Thasha and her friends did not laugh. They all knew the dog. It belonged to the sorcerer, Arunis.
“That cur’s woken, I’d bet my beard,” hissed Fiffengurt. “I reckon Arunis sent it to remind us that he’s watching our every move.”
“It never speaks, though,” said Pazel. “Arunis said it hadn’t woken
yet
—as if he expected it to, one day. But it’s a nasty little brute, woken or not. We’d never have been taken prisoner back in the Crab Fens if it weren’t for that dog.”
“There are woken beasts cropping up everywhere,” said Neeps. “Do you know what the tailors who dressed us this morning were gossiping about, Mr. Fiffengurt? A rabbit. A little brown hare who screamed ‘Mercy! Mama! Mercy!’ as it ran, until the hounds caught up and killed it. And I swear I heard one of those messenger birds talking back to his rider.”
“And two woken rats on the
Chathrand,”
said Pazel. “And Ott’s falcon, Niriviel. Five animals in three months. Five more than I’d met in my lifetime to this point.”
“Or I in mine,” said Hercól, “except for Ott’s bird. That poor creature I have known for years.”
“Something’s happening to the world,” said Thasha with conviction, “and all these wakings are a part of it. And so is Arunis.”
Pazel looked at Hercól with alarm. “Could he literally be
causing
it all?”
“No,” said Hercól. “He is mighty, but not so mighty that he can light the flame of reason in creatures from one end of Alifros to another. If that were the case, he should hardly need such servants as a prancing dog, or a washed-up smuggler like Mr. Druffle. Besides, why should he wish for beasts to wake? Arunis dreams of enslaving this world, and nothing is so inimical to slavery as a thinking mind.”

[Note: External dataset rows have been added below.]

Issue #525, opened 2024-05-31
Use tempfile to handle LAMMPS and QE temporary files


RandomDefaultUser:
As pointed out by @elcorto we should use python's `tempfile` function (https://docs.python.org/3/library/tempfile.html to handle the temporary files created by the LAMMPS and QE interface, rather than coding everything up ourselves.

RandomDefaultUser:
PR #563 implements this for LAMMPS, only QE left to go.

RandomDefaultUser:
Closed by #595

PR #563, opened 2024-08-01
Use tempfile module for lammps file generation

timcallow:
This PR uses Python's `tempfile` module to generate the names for the temporary lammps files (#525). It should avoid the issues we had using the timestamp to generate unique names.

### DIFF
--- a/mala/descriptors/atomic_density.py
+++ b/mala/descriptors/atomic_density.py
@@ -137,9 +137,8 @@ class AtomicDensity(Descriptor):
         keep_logs = kwargs.get("keep_logs", False)
 
         lammps_format = "lammps-data"
-        self.lammps_temporary_input = os.path.join(
-            outdir, "lammps_input_" + self.calculation_timestamp + ".tmp"
-        )
+        self.setup_lammps_tmp_files("ggrid", outdir)
+
         ase.io.write(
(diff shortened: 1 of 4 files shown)


timcallow:
I think my `black` slightly reformatted a small section of existing code, maybe I'm using a different version and/or character limit?

I can revert that part to the original format if desired

elcorto:
> I think my `black` slightly reformatted a small section of existing code, maybe I'm using a different version and/or character limit?
> 
> I can revert that part to the original format if desired

We have the "recommended" version in [`.pre-commit-config.yaml`](https://github.com/mala-project/mala/blob/0fed9cc707979d2cdc0227c7a3eed4fd1fbbd291/.pre-commit-config.yaml) but we don't enforce that, e.g. in the CI I think.

If you format with `pre-commit` and run into the issue described in #568 then remove the line `language_version: python3.12`. I have this removed in a dev branch but haven't gotten around to submit a PR.

RandomDefaultUser (approved):
Thanks for implementing this @timcallow, looks great! Don't worry about the formatting, since we don't really enforce a format in the CI (yet, as @e
 pointed out) slight inconsistencies may happen, but are not a problem. The PR is ready to merge from my side.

“I’m a part of it too,” said Thasha, “and the Nilstone is a part of me.”
“You’re drunk,” said Neeps.
Thasha shook her head, then turned and glanced over her shoulder. “He’s close, you know.”
The others were startled. Neeps, feigning a stone in his shoe, stepped to one side of the procession and bent down. A moment later he caught up with them. “She’s right,” he said. “Arunis is
very
close. Uskins is with him, looking scared out of his mind. And Dr. Chadfallow’s between them, talking.”

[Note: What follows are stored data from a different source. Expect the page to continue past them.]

Issue #564, opened 2024-08-02
Shuffling can cause (tiny) information loss


timcallow:
I was looking into issue #509 and noticed a slightly weird feature of the data shuffling function. 

Essentially, snapshots are created such that the **total** number of grid points (summed across snapshots) divided by the number of shuffled snapshots is an integer (lines 524-546 of `data_shuffler.py`). The dimensions of the shuffled snapshots is based on this.

However, when shuffling is done, the snapshots are populated by taking the number of grid-points **per snapshot** divided by the number of shuffled snapshots (lines 157-179). This is not necessarily an integer: for example, consider taking 3 snapshots from a grid of 200x200x200. 

The result of this is that, if the number of mixed snapshots is not a divisor for **each** of the original snapshot gridsizes, then some of the vectors in the final shuffled data (a very small number) will be completely zero. Here is one such example:

![Screenshot from 2024-08-02 16-11-38](https://github.com/user-attachments/assets/bf6828cf-845d-453f-b0c2-4d645e6b0782)

I very much doubt that a handful of zero vectors, given the typical grid sizes we work with, will affect the neural network training. But I have a couple of questions:

- Is this a known feature?
- Is it necessary to take exactly 1/nth from each original snapshot into the final mixed snapshots? Given the grid sizes we work with, there would be statistically no difference to first concatenate the input vectors into a single big one, and then simply shuffle that.

In my opinion, it would be better to do as described above. It simplifies the code and ensures there are no arbitrary zero vectors in the final training set. It would make the solution to #509 easier. 

What do you think @RandomDefaultUser? Am I missing something here?

Issue #509, opened 2024-04-04
Issue creating an arbitrary number of snapshots


timcallow:
When one tries to create an arbitrary number of snapshots using the `number_of_shuffled__snapshots` parameter in `data_shuffler.shuffle_snapshots`, an exception is raised if the number of snapshots requested is not an exact divisor of the number of data points. 

This means the burden is on the user to find an exact divisor, which is particularly inconvenient when one has a weird number of total grid points, which is quite common when mixing different mass densities. Since it isn't necessary for the snapshots to have exactly the same number of grid points, I would suggest to go with one of the following solutions:

1. The "last" snapshot ends up with extra or fewer grid points
2. All snapshots have the same number of grid points, any excess data is ignored (ok if lots of snapshots are requested, probably not so good if only a small number requested)
3. The closest number to the one requested that is also an exact divisor is sought

Imo, solution 1 is easiest and also best. The difference in the snapshot size will be very minor, considering the number of grid points we typically deal with. But @RandomDefaultUser let me know your thoughts. I can open a PR to implement a fix if you agree this is something to be fixed

RandomDefaultUser:
Thanks for bringing this to my attention! I think this is just an artifact of back when all snapshots in a training set had to have the same dimensions. I think at some point I also had something like 3 cooked up, but that was probably before you made the adjustments for multiple grid sizes during the mass density project.

I agree that option 1 sounds like the best one. If you want to take care of this and open a PR, I would highly appreciate that! :)

RandomDefaultUser:
Closed by #570.

PR #570, opened 2024-08-14
Flexible snapshot number for data shuffling

timcallow:
This PR allows the user to specify an arbitrary number of snapshots during the data shuffling procedure, even if the snapshot number isn't an exact divisor of the number of grid points in each snapshot.

In the non-exact-divisor case, a very small number of data points is "left out". To give an idea what very small means, consider a typical grid of 200x200x200 points, and a user requesting up to 10,000 snapshots. From the graph below, we can see that no more than ~0.1% of the initial data is left out in any of these choices.

Screenshot from 2024-08-14 13-10-54

This PR is a fix for issue #509.

Right now, I've implemented this only for the numpy case, so it's not possible with openPMD. Frankly I've no idea how to do it for the latter. I don't know how many users are currently using openPMD AND want to use an arbitrary snapshot number, if the answer is ~0 then we can just keep this as a todo for the future.

As mentioned in issue #564, I think the whole shuffling procedure could be simplified. But this PR ignores that possibility and integrates the new functionality into the code without making other changes.

### DIFF
--- a/mala/datahandling/data_shuffler.py
+++ b/mala/datahandling/data_shuffler.py
@@ -130,11 +130,33 @@ class DataShuffler(DataHandlerBase):
                 )
             )
 
+            # if the number of new snapshots is not a divisor of the grid size
+            # then we have to trim the original snapshots to size
+            # the indicies to be removed are selected at random
+            if self.data_points_to_remove is not None:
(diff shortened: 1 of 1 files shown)


RandomDefaultUser (approved):
Looks good to me, thanks @timcallow !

“Damn him,” whispered Pazel.
The remark did not escape Hercól. “The doctor did not choose his walking companions,” he said. “Rose provided a list to the Mistress of Ceremonies, and she decided who should stand with whom.”
“That doesn’t mean he has to talk.”
“Nor does talk mean he is betraying us.”
“Let’s not argue about the doctor,” said Fiffengurt. “He’s lost your trust, and that’s the end of that. You’ve got a mighty task before you as well today, Pathkendle.”

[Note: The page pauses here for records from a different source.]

PR #574, opened 2024-08-27
Align LDOS vectors to a reference

timcallow:
Aligns a set of LDOS vectors to a reference. Optionally, the LDOS vectors can also be truncated from the left and right. This makes learning easier when the LDOS vectors become non-zero at different points, and/or are truncated (due to finite number of bands) at different points, such as when different mass densities are considered.

Remaining tasks need to be done or at least discussed before merging:

- [x] Parallelize over snapshots
- [x] Add alignment test
- [ ] ~~Extend to snapshots stored as openPMD~~
- [ ] ~~Include additional information files~~

### DIFF
--- a/examples/advanced/ex09_align_ldos.py
+++ b/examples/advanced/ex09_align_ldos.py
@@ -1,0 +1,32 @@
+import os
+
+import mala
+
+from mala.datahandling.data_repo import data_path
+
+"""
+Shows how to align the energy spaces of different LDOS vectors to a reference.
+This is useful when the band energy spectrum starts at different values, e.g.
+when MALA is trained for snapshots of different mass densities.
+
+Note that this example is only a proof-of-principle, because the alignment
+algorithm has no effect on the Be test snapshots (apart from truncation).
+"""
+
+
+parameters = mala.Parameters()
+parameters.targets.ldos_gridoffset_ev = -5
+parameters.targets.ldos_gridsize = 11
+parameters.targets.ldos_gridspacing_ev = 2.5
+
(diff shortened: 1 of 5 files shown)


timcallow:
Marking this as ready for review now. Some comments:

- The example is not that informative since the LDOS vectors in the test data repo are aligned (by our definition) anyway. If something better is required, I could either (i) Create additional npy files in the test data (seems overkill for one, likely rarely-used, example) or (ii) create new data OTF in the script, which might make the example a bit convoluted and detract from what's actually going on. Perhaps an example is not even required and it should be converted to a test, in which case (ii) would be fine. 
- I haven't extended to openPMD because I'm not familiar with it. This problem is likely to be a recurrent one (also happened in PR #570). Is the idea that all MALA developers understand how to manipulate openPMD data? Or one person (@RandomDefaultUser or @franzpoeschel) is responsible for implementing this functionality when required?
- There is an optional `number_of_electrons` parameter which could be removed if the calculation output file is included. This tells the user how much the energy is shifted from the QE reference energy. I decided it was easier just to have the `number_of_electrons` parameter than have to set up an LDOS object using the calculation outputs, but can change if desired.

franzpoeschel:
> * Or one person (@RandomDefaultUser or @franzpoeschel) is responsible for implementing this functionality when required?

I'll take a stab at it once I find the time. Feel free to merge before that, this can also go in separately.

RandomDefaultUser:
Thanks for the work @timcallow , looks good to me. I will merge this for now and open an issue to track the OpenPMD progress.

“One you ought to let me help with,” said Neeps sulkily.
“Those debates are behind us,” said Hercól. “Look: we are almost to the shrine.”
Indeed they were climbing the last little rise. The broad, whitewashed structure loomed before them, and the jade-green dome of the Declarion shone brilliant in the sun. On the broad stairs hundreds of figures, in robes of white and black, waited in silence.
“Thasha,” whispered Pazel with sudden urgency. “Let me hear your vows.”
She looked at him blankly.
“You know,” said Pazel. “Your
vows.”
“Oh. My vows.” She pushed a drooping orchid from her face. Then, leaning close, she rasped out a string of wet Mzithrini words. The smell of brandy notwithstanding, Pazel was relieved.
“Almost,” he said. “But for the love of Rin don’t leave out the
r
in
uspris
. You want to call Falmurqat ‘my prince,’ not ‘my little duckling.’”
“Hercól Stanapeth,” said a sudden voice behind them.
It was the pale young man from the gardens again. Hercól turned and looked at him.
“Well, lad?”
Again, that shallow, ironic bow. Then the young man fell in beside them and pulled a small envelope from his pocket. “A gentleman stopped me at the gate, sir, and bade me deliver this to your hand.”
The young man was looking at Thasha, who returned his gaze warily. Hercól snatched the envelope. It was sealed with oxblood wax and bore no writing. Hercól made no move to open it.
“What is your name, lad, and who is this gentleman?”
“I am Greysan Fulbreech, sir. King’s clerk, though my term of employment is coming to an end. As for the gentleman, I did not ask his name. He was well dressed, and he gave me a coin.” He was still looking at Thasha. “This message, however, I would have delivered free of charge.”
Pazel was finding it hard not to dislike this clerk. “I’m sure King Oshiram’s keeping you
very
busy,” he said.
“I don’t get a moment’s rest,” said Fulbreech, not sparing him a glance.
“Then be on your way,” growled Fiffengurt, “unless you’ve more to tell us?”
The young man looked at Fiffengurt, and for a moment his smooth demeanor failed him, as though he were struggling to reach some decision. At last he took a deep breath and nodded. “I bear another message,” he said. “Master Hercól, she on whose answer you wait has decided. This winter there shall be fire in the hearth.”
Fulbreech stole a last glance at Thasha, and left without another word.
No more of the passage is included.